I wanted to change the subject, to ask Jinpei about Jinpei. But what do you ask someone like this? 

"Something wrong?"

"I'm trying to think of something to ask you that wasn't featured in People magazine," I said.

He laughed, then filled my glass. "The price of fame."

"Does your team still get together a lot?"

"Not often. Maybe two or three times a year. I wish it was more."

"You're really family with your old team?"

"As close to family as I've got."

He didn't offer any more, but he didn't ask any more either. We spent the rest of dinner and dessert in small talk. By the time we walked to the car, I realized I'd had most of the wine at dinner. He offered me an arm and held the door open for me again, like a gentleman. He didn't drive me straight home, but instead took the road along the coast before driving back into town. I leaned back against the headrest, letting the wind pull at my hair, and I watched him. The lights whirled behind him and played over his young-old face. I wanted to kiss his cheek, but I was sure it was the wine, even though  my head was starting to clear.

He walked me to the door, and I stood to face him on the porch. "Would you like to come in?"
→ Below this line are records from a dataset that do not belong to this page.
PR #2540, opened 2023-06-05
Use session to store login creds

karelhala:
### Description

We don't have to wait each time we want to test something for login, let's store the actual login creds in session and share between all tests.

### JIRA

RHCLOUD-26213


fhlavac (approved):

Hyperkid123 (approved):
Just out of curiosity. I assume there is a way to bypass this? If we for some reason need a fresh session or a different account.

"No, I have some work to finish tonight. I enjoyed this."

"I did too. Best interrogation I've ever survived." That made him smile. "Thank you for dinner."

"Can I see you again?"

For a split second, my mouth dropped open. I closed it. "Sure."

"I've got your number."

"You've got my number."

From the inside of his coat, he pulled out a metal case and took out a card. "And now you have mine. I'm sure there are stories you want to hear, right?"

"Y-yeah. Yes, I do."

"Good night, Christina." He put a hand on my shoulder, and then he was gone. Next I saw him waiting by his car for me to go inside.

Slowly, I unlocked the front door and opened it. Cynthia was waiting just inside, hovering. No doubt she'd been watching through the window. By the time I turned back toward the street, his car was gone.